Segment Start: Given records

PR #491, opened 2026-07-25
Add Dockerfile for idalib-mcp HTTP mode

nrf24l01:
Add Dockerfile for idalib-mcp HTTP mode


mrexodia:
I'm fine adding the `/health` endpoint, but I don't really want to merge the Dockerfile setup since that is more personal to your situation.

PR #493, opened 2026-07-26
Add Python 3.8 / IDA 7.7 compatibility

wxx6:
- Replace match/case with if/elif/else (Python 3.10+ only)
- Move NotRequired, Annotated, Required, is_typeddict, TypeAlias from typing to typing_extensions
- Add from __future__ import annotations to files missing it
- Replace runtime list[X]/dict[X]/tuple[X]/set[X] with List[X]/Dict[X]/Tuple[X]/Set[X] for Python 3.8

Segment End: Given records
Segment Start: Given records

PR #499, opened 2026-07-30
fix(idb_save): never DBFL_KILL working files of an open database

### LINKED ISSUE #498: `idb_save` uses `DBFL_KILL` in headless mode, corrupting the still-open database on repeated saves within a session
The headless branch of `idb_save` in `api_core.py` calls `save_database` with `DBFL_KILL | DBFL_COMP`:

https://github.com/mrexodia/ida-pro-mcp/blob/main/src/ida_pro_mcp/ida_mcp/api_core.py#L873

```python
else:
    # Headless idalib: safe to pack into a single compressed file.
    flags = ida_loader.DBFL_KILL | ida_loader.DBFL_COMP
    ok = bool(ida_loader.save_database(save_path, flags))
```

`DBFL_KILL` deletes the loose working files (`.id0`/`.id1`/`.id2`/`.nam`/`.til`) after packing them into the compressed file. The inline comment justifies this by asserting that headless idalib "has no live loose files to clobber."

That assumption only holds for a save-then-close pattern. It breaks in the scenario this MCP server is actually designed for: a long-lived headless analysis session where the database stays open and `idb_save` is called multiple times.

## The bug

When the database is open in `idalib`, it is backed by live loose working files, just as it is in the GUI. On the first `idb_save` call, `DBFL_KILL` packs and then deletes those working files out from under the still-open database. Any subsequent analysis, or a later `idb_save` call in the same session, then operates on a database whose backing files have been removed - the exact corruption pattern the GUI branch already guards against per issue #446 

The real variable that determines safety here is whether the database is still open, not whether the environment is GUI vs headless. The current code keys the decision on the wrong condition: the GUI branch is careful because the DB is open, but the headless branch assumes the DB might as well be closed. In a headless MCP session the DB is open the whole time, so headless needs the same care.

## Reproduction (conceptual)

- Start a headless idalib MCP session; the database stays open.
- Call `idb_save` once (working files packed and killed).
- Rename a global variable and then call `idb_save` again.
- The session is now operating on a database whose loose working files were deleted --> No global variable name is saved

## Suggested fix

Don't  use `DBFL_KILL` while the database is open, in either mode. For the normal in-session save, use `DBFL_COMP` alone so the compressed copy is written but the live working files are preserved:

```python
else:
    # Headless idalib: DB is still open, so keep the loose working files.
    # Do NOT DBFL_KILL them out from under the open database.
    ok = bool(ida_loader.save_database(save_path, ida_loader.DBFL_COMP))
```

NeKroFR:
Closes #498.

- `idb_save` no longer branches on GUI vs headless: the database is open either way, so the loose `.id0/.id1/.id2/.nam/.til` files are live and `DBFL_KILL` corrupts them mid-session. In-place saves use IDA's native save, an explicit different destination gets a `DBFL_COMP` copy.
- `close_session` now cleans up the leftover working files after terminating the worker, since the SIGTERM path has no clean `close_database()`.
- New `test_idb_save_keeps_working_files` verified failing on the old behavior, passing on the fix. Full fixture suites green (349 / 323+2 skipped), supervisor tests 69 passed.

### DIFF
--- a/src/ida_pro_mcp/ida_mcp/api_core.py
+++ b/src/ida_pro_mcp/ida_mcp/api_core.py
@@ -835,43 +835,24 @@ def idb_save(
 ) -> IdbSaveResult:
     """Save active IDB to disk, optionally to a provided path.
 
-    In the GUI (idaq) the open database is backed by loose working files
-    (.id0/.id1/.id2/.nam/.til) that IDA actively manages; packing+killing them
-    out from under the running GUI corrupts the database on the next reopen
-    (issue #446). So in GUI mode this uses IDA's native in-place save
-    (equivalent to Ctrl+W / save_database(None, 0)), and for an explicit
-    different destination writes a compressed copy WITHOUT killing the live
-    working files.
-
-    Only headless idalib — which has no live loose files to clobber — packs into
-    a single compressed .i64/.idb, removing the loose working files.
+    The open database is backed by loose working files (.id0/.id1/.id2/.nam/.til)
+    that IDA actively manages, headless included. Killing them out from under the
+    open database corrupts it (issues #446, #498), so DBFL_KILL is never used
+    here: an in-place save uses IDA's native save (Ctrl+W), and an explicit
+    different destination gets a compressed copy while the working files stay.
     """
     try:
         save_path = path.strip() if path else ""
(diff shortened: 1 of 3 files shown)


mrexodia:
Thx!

Segment End: Given records
Segment Start: Given records

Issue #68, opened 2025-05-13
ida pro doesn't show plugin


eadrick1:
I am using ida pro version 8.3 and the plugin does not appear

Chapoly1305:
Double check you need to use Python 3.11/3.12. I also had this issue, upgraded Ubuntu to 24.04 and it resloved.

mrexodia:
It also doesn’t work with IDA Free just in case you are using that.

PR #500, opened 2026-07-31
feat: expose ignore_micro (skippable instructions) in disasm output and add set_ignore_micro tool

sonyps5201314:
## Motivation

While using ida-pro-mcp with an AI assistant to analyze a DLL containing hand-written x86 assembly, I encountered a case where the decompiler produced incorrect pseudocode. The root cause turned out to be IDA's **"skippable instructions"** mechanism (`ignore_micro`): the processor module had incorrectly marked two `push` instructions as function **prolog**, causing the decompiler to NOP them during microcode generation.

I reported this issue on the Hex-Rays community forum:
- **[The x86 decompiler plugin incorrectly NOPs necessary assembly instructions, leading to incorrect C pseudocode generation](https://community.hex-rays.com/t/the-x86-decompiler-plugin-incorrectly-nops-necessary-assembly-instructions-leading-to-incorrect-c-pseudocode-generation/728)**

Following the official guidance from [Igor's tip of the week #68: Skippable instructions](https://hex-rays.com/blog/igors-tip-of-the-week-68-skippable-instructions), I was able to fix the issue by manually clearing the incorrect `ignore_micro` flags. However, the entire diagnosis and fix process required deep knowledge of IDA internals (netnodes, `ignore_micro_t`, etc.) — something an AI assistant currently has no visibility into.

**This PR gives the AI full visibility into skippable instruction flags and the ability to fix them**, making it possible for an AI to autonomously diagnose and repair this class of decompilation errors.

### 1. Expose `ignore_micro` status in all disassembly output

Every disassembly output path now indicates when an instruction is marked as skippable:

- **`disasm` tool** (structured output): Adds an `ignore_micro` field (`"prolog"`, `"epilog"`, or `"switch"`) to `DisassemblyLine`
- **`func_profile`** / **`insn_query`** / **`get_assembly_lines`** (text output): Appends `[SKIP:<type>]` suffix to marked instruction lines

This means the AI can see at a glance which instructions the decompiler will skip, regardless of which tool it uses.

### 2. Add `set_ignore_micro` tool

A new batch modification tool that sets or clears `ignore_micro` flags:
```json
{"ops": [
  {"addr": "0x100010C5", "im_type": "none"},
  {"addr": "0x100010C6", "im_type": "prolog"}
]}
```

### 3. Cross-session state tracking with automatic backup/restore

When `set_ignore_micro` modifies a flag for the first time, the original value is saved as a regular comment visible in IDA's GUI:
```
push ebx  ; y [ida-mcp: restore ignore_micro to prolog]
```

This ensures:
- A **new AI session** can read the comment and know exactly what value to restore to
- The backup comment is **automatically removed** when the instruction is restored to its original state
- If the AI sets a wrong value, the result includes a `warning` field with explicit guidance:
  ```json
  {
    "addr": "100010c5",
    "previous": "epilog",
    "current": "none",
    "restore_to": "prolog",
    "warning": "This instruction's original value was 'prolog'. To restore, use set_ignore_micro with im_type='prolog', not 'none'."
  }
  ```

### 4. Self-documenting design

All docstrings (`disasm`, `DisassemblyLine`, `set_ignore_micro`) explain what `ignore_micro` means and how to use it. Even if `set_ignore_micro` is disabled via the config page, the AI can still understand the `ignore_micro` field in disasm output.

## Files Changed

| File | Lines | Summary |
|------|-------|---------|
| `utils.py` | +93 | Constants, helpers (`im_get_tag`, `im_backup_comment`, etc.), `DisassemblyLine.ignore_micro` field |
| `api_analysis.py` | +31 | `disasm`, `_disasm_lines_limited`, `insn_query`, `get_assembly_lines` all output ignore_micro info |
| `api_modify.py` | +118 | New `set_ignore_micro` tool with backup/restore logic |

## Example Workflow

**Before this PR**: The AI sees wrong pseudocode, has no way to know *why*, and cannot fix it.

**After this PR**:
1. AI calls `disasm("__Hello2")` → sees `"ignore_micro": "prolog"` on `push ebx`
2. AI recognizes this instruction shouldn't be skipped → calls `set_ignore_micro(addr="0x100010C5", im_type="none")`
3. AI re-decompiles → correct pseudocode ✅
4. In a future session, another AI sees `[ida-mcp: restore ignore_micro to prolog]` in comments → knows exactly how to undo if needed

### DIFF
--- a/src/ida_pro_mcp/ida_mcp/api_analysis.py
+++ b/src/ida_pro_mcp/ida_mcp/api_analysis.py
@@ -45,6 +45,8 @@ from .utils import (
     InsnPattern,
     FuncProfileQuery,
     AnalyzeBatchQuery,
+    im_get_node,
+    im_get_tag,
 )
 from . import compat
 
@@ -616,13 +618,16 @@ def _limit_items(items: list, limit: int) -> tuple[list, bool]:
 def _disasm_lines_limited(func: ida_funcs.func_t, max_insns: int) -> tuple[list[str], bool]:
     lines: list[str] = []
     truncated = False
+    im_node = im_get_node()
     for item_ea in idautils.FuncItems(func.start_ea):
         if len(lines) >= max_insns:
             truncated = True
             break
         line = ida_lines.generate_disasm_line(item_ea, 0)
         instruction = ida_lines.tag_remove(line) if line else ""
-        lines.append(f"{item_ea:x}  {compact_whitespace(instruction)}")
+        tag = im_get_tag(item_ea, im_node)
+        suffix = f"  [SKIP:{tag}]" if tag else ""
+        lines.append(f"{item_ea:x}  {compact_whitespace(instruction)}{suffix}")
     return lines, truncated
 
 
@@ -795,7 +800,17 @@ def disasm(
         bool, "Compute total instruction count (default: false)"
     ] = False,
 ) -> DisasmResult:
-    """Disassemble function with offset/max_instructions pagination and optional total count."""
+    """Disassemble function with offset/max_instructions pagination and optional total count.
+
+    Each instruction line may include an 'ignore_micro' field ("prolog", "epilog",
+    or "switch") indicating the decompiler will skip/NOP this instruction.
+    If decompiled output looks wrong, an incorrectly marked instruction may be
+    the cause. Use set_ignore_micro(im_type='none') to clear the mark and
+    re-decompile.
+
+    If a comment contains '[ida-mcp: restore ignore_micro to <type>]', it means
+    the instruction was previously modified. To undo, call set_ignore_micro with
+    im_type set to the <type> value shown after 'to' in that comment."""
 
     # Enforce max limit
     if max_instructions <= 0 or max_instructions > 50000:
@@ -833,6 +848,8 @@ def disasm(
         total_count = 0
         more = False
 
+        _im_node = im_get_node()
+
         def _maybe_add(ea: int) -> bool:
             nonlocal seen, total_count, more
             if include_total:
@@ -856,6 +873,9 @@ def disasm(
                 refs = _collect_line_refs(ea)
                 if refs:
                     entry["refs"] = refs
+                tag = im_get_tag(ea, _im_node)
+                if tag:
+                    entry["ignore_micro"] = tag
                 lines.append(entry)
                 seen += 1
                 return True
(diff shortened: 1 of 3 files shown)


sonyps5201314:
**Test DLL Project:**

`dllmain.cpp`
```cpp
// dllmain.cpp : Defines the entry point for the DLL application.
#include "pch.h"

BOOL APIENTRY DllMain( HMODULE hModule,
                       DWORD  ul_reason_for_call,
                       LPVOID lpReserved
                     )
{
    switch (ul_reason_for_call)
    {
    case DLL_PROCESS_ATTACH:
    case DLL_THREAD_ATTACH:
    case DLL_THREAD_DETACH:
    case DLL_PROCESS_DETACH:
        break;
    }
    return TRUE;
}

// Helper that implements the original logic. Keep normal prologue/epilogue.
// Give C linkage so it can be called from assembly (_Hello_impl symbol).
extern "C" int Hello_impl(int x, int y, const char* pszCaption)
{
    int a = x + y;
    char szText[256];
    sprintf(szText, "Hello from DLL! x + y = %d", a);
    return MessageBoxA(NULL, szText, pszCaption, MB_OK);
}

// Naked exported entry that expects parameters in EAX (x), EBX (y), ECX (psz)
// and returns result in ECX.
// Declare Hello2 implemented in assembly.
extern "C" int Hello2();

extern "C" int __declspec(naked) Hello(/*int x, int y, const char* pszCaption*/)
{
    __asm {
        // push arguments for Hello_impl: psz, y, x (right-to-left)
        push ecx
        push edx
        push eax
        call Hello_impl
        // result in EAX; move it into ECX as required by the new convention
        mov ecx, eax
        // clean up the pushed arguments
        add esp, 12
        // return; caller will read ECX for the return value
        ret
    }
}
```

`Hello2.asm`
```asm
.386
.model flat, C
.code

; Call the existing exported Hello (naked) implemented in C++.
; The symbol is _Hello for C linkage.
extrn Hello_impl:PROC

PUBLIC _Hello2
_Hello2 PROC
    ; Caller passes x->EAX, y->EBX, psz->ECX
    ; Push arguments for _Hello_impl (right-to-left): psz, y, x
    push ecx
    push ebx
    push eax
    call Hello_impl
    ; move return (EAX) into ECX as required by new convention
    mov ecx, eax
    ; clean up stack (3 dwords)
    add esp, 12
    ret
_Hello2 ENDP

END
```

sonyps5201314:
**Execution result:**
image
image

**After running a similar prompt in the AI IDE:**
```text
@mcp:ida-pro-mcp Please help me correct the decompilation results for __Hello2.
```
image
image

Segment End: Given records

Each line above from the one with "PR #491, opened 2026-07-25" up to and including the one with "- Add from __future__" must be set down exactly, and no line outside that span may appear.

PR #491, opened 2026-07-25
Add Dockerfile for idalib-mcp HTTP mode

nrf24l01:
Add Dockerfile for idalib-mcp HTTP mode


mrexodia:
I'm fine adding the `/health` endpoint, but I don't really want to merge the Dockerfile setup since that is more personal to your situation.

PR #493, opened 2026-07-26
Add Python 3.8 / IDA 7.7 compatibility

wxx6:
- Replace match/case with if/elif/else (Python 3.10+ only)
- Move NotRequired, Annotated, Required, is_typeddict, TypeAlias from typing to typing_extensions
- Add from __future__ import annotations to files missing it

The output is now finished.